Edit: running into a slight issue. My oven is too efficient lol. Ran another cycle this morning with my aluminum molds in it. Ramp up of mold temp was slower but not too bad, with probe placed inside a bored hole in the mold, it took a bit over an hour to go from 20c to 120c. Ramping down is the issue. This mold stores some serious energy. Without the mold in there, the oven would drop a couple degrees per minute with bulbs off, with mold in there, it has now been over an hour since bulbs turned off and it has only dropped to 108c. The mold is like a big heating element in the oven and doesn't want to ramp down with the insulation containing all the energy in the oven. Easy solution would be to just open the door, but I'd like to have a full cycle of ramp up/ramp down programmed without having to touch the oven. My temp controller does have an outlet for cooling, just need to figure out what to power with it. Somehow need to set it up to vent the oven without losing insulation during ramp up. 

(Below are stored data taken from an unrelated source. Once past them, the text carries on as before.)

PR #2064, opened 2025-09-12
feat(gateway): Supporting remote write protocol for prometheus kafka consumer for data completeness

MichaelBragilevsky:
**Pull Request checklist**

**Current behavior** :
Currently TestTimeseriesPrometheusConsumer uses pushgateway to produce data series to Prometheus. Pushgateway stores only last sample, but we want to store all historic data.
GatewayServer accepts only one metric type.

**New behavior** :
TestTimeseriesPrometheusConsumer  changed to use remote write protocol with protobuf to send historic data to Prometheus.
Added support for namespace and workspace to be propagated to GatewayServer.
Refactored GatewayServer to accept different metric types in one run.

### DIFF
--- a/gateway/src/main/scala/filodb/timeseries/TestTimeseriesPrometheusConsumer.scala
+++ b/gateway/src/main/scala/filodb/timeseries/TestTimeseriesPrometheusConsumer.scala
@@ -20,33 +20,15 @@ import monix.kafka.config.AutoOffsetReset
 import monix.reactive.Observable
 import org.apache.kafka.clients.consumer.ConsumerConfig
 import org.apache.kafka.common.serialization.{Deserializer, LongDeserializer}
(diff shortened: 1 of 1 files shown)


project/Dependencies.scala
```diff
@@ -148,6 +148,8 @@ object Dependencies {
     logbackDep,
     "io.monix"   %% "monix-kafka-1x" % monixKafkaVersion,
     "org.rogach" %% "scallop"        % "3.1.1",
+    "com.google.protobuf" % "protobuf-java" % "3.21.7",
```
sandeep6189: I think we have proto and snappy dependencies defined for other projects in Dependencies.scala . Should we make sure that we are using the same versions across ( to avoid runtime overrides ) ?

image

PR #2066, opened 2025-09-16
full merge integration to main for 0.9.31 release

sherali42:


sandeep6189 (approved):

version.sbt
```diff
@@ -1 +1 @@
-version in ThisBuild := "0.9.30.9"
+version in ThisBuild := "0.9.31"
```
alextheimer: Does anything rely on the patch version? I couldn't find a version in recent history that didn't have the patch version.

sherali42: done, added minor version just in case 👍

alextheimer (approved):

yu-shipit (approved):

PR #2079, opened 2025-10-17
feat(core): Process metrics including page faults

vishramachandran:
**Pull Request checklist**

Process metrics including page faults and context switch count with Otel.

### DIFF
--- a/core/src/main/scala/filodb.core/metrics/FilodbMetrics.scala
+++ b/core/src/main/scala/filodb.core/metrics/FilodbMetrics.scala
@@ -4,6 +4,7 @@ import java.nio.file.{Files, Paths}
 import java.time.Duration
 import java.util.concurrent.{ConcurrentHashMap, TimeUnit}
 
+import scala.collection.mutable.ListBuffer
 import scala.concurrent.duration.DurationInt
 
 import com.typesafe.config.Config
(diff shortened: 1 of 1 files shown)


core/src/main/scala/filodb.core/metrics/FilodbMetrics.scala
```diff
@@ -228,9 +233,42 @@ private class FilodbMetrics(filodbMetricsConfig: Config) extends StrictLogging {
...
+    implicit val sch: Scheduler = monix.execution.Scheduler.global
+    val strMem = "process_memory_bytes"
+    val memRss = FilodbMetrics.bytesGauge(strMem, Map("type" -> "rss"))
+    val memVms = FilodbMetrics.bytesGauge(strMem, Map("type" -> "vms"))
+    val strCpu = "process_cpu_time_total_seconds"
+    val cpuUserTime = FilodbMetrics.timeGauge(strCpu, TimeUnit.MILLISECONDS, Map("type" -> "user"))
+    val cpuSystemTime = FilodbMetrics.timeGauge(strCpu, TimeUnit.MILLISECONDS, Map("type" -> "system"))
+    val majorPageFaults = FilodbMetrics.gauge("process_major_page_faults_total")
+    val minorPageFaults = FilodbMetrics.gauge("process_minor_page_faults_total")
+    val contextSwitches = FilodbMetrics.gauge("process_context_switches_total")
```
alextheimer: Should these be counters?

alextheimer (approved):
LGTM -- PTAL at the one comment in case the metric types should be changed.

core/src/main/scala/filodb.core/metrics/FilodbMetrics.scala
vishramachandran: The are indeed OS level counters, but since they are read from an external source they cannot be incremented with the read value as such. Gauge is the best for now.

vishramachandran: I will change the metric name to add "cumul" to hint the reader

vishramachandran: I think I found a way to keep it a counter. Will make the change.

PR #2084, opened 2025-10-24
Exec plan sample limits: per-leaf + total cap

bhavanap1131-cmd:
Separate metadata query leaf limit from execPlanSamples limit:

This change introduces a distinct configuration for controlling the per-leaf result size in metadata (/series) queries.
Previously, the execPlanSamples parameter was applied as both the global and per-leaf limit, which could lead to inconsistent enforcement when intermediate plan limits are enabled.

With this update:

Added a new config key metadata-leaf-limit to define the maximum number of samples returned per leaf.
execPlanSamples continues to control the overall query limit for regular (non-metadata) queries.

### DIFF
--- a/coordinator/src/main/scala/filodb/coordinator/ProtoConverters.scala
+++ b/coordinator/src/main/scala/filodb/coordinator/ProtoConverters.scala
@@ -350,7 +350,7 @@ object ProtoConverters {
     cd.getInputColIdsList.asScala.toSeq.map(i => i.intValue())
   }
 
-  // TimeDownsampler
+  //  TimeDownsampler
   implicit class TimeDownsamplerToProtoConverter(td: filodb.core.downsample.TimeDownsampler) {
     def toProto: GrpcMultiPartitionQueryService.TimeDownsampler = {
       val builder = GrpcMultiPartitionQueryService.TimeDownsampler.newBuilder()


core/src/main/scala/filodb.core/query/QueryContext.scala
```diff
@@ -26,6 +26,7 @@ case object UnavailablePromQlQueryParams extends TsdbQueryParams
 
 case class PerQueryLimits(
         execPlanSamples: Int = 1000000,       // Limit on ExecPlan results in samples, default is 100K
+        execPlanLeafSamples: Int = 1000000,   // Limit on ExecPlanLeaf results in samples, default is 100K
```
alextheimer: Ack'd the other comments are wrong, but could you correct this one?

query/src/main/scala/filodb/query/exec/MetadataRemoteExec.scala
```diff
@@ -167,5 +167,5 @@ case class MetadataRemoteExec(queryEndpoint: String,
       if (response.partial.isDefined) response.partial.get else false, response.message)
   }
 
-  override def checkSamplesLimit(numResultSamples: Int, queryWarnings: QueryWarnings): Unit = {}
+  // override def checkSamplesLimit(numResultSamples: Int, queryWarnings: QueryWarnings): Unit = {}
```
alextheimer: Feel free to delete the line completely.

alextheimer (commented):
Could you update the relevant `ProtoConverters`, too? https://github.com/filodb/FiloDB/blob/9e937374ad0edd038295293abc54fcd2621e5545/query/src/main/scala/filodb/query/ProtoConverters.scala#L356

bhavanap1131-cmd:
test this please

query/src/main/scala/filodb/query/ProtoConverters.scala
alextheimer, line 375: Does this need an update, too?

PR #2193, opened 2026-04-09
feat(core): TimeSeriesShard billable cardinalities

alextheimer:
**Pull Request checklist**

Currently, `TimeSeriesShard` increments/decrements cardinality counts by `1` for all series.

This does not accurately reflect the resource-utilization weight of heavier series (i.e. histograms).

**New behavior :**

This PR updates `TimeSeriesShard` to instead count "billable" cardinalities; each series' "physical" active cardinality is multiplied by a configurable factor intended to reflect its resource-utilization weight.

For example, with a configuration such as this:
```
filodb {
  schema-name-to-billable-cardinality-per-active-series {
    prom-histogram = 15
  }
}
```
-- billable cardinalities would increment/decrement by `15` for `prom-histogram`s.

**BREAKING CHANGES**

Breaking changes may include:

**Other information**:

### DIFF
--- a/core/src/main/scala/filodb.core/memstore/TimeSeriesShard.scala
+++ b/core/src/main/scala/filodb.core/memstore/TimeSeriesShard.scala
@@ -312,12 +312,13 @@ class TimeSeriesShard(val ref: DatasetRef,
   private val partKeyUpdatesPublishingEnabled = filodbConfig.getBoolean("memstore.index-updates-publishing-enabled")
 
   /**
-    * Active cardinality counts are updated according to the multipliers defined here.
-    * For example: if one prom-histogram series maps to 25 "virtual" series, then cardinality
-    *   counters will increment/decrement by 25 for each series accounted/unaccounted for.
+   * Billable cardinality counts are updated according to the multipliers returned here.
+   * For example: if one prom-histogram series maps to 25 "billable" series per "physical"
+   *   active series, then cardinality counters will increment/decrement by 25 for
+   *   each series accounted/unaccounted for.
     */
-  private val schemaNameToVirtualActiveCardinalityPerSeries =
-    filodbConfig.getConfig("cardinality.schema-name-to-virtual-active-cardinality-per-series")
+  val schemaNameToBillableCardinalityPerActiveSeries =
+    filodbConfig.getConfig("cardinality.schema-name-to-billable-cardinality-per-active-series")
       .entrySet().asScala.map { entry =>
         entry.getKey -> entry.getValue.unwrapped.asInstanceOf[Int]
       }.toMap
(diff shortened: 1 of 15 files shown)


vishramachandran:
We may need to publish two metrics - actual time series and  billed time series. There is a need to see both.

core/src/main/scala/filodb.core/memstore/ratelimit/CardinalityTracker.scala
```diff
@@ -76,10 +85,17 @@ class CardinalityTracker(ref: DatasetRef,
...
+    require(
+      activeDelta == 0 && billableDelta == 0
+        || activeDelta == 1 && billableDelta > 0
+        || activeDelta == -1 && billableDelta < 0,
+      s"Invalid values for activeDelta / billableDelta; must have the same sign: " +
+      s"activeDelta=$activeDelta; billableDelta=$billableDelta; shardKey=$shardKey"
+    )
 
     flushCount match {
       case Some(threshold) => modifyCountWithAggregation(shardKey, threshold, totalDelta)
```
sandeep6189, line 97: Quick Question: we don't need billableDelta for this function modifyCountWithAggregation ? ( This function uses a Map to aggregate in memory card changes before writing to RocksDB )

core/src/main/scala/filodb.core/memstore/TimeSeriesShard.scala
```diff
@@ -311,6 +311,18 @@ class TimeSeriesShard(val ref: DatasetRef,
   // Configuration to enable/disable real-time publishing of index updates for downstream consumers.
   private val partKeyUpdatesPublishingEnabled = filodbConfig.getBoolean("memstore.index-updates-publishing-enabled")
 
+  /**
+   * Billable cardinality counts are updated according to the multipliers returned here.
+   * For example: if one prom-histogram series maps to 25 "billable" series per "physical"
+   *   active series, then cardinality counters will increment/decrement by 25 for
+   *   each series accounted/unaccounted for.
+    */
+  val schemaNameToBillableCardinalityPerActiveSeries =
```
sandeep6189, line 320: this is why we need `schema` ?

query/src/main/scala/filodb/query/exec/MetadataExecPlan.scala
```diff
@@ -485,6 +485,7 @@ final case object TsCardExec {
    */
   val RESULT_SCHEMA = ResultSchema(Seq(ColumnInfo("group", ColumnType.StringColumn),
                                        ColumnInfo("active", ColumnType.LongColumn),
+                                       ColumnInfo("billable", ColumnType.LongColumn),
```
sandeep6189: Should we move to last ? ( Downstream services might need to be updated here for TSCardinalities query )

core/src/main/scala/filodb.core/memstore/ratelimit/CardinalityTracker.scala
alextheimer: Nope, it is not needed. From the method docs:
> NOTE: We are only cardinality count for total TS in aggregated fashion. We will add support for active TS if needed

The method also only accepts a "total" delta; it does not accept any "active" delta argument.

core/src/main/scala/filodb.core/memstore/TimeSeriesShard.scala
alextheimer: Yep, that's correct 👍

query/src/main/scala/filodb/query/exec/MetadataExecPlan.scala
alextheimer: Good point -- updated: https://github.com/filodb/FiloDB/pull/2193/changes/f384d32262981631472727e4370656fb79bdb600

sandeep6189 (approved):

PR #2194, opened 2026-04-11
fix(core): support metric names with unicode characters

alextheimer:
**Pull Request checklist**

Currently, remote requests fail for valid PromQL queries such as:
```
{__name__="foo bar baz",label1="value1"}`
```
This happens because, when the query `LogicalPlan` is converted back into PromQL prior to remote execution, metric names are prepended as i.e.:
```
foo bar baz{label1="value1"}`
```
This is not the intended behavior; the string "foo bar baz" should represent a single metric name.

**New behavior :**

This PR updates the `LogicalPlanParser`'s `filtersToQuery` method to instead conditionally translate a `LogicalPlan`'s metric name into a typical `__name__="foo"` filter. The name-to-explicit-filter translation happens when the metric name does not match a regex; the regex tests whether-or-not the name is valid to prefix selector curly-braces.

After this change, metric names with any arbitrary unicode characters will be supported by remote-execution queries. 

**BREAKING CHANGES**

Breaking changes may include:

**Other information**:


coordinator/src/main/scala/filodb.coordinator/queryplanner/LogicalPlanParser.scala
```diff
@@ -36,20 +36,25 @@ object LogicalPlanParser {
 
   private def filtersToQuery(filters: Seq[(String, String, String)], columns: Seq[String],
```
alextheimer, line 43: Alternatively, to reduce the size of the diff, we could check metric names against a regex matcher for valid "prepend" characters. E.g.:
```
foobar123    // Matches! Metric name is valid to prepend to `{}` filters.
foo bar baz  // Doesn't match; metric name must be included in explicit `__name__` filter.
```
Matching metric names would be prepended; non-matching names would be added as an explicit `__name__` filter.

I went this route (everything's a `__name__` filter) for consistency's sake, but that isn't a hard requirement.

yu-shipit (approved):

Looks very good. I wonder how long it will be before it is too small? :-)

Had the same thought so I designed it much bigger than I had originally planned. Before i was only gonna make it big enough for the boom mold, but decided I might eventually do cf sheets or canopies. Interior is 950mm wide, 450mm deep, 500mm high (350mm from floor to bulbs). Plenty big for any future projects I would do.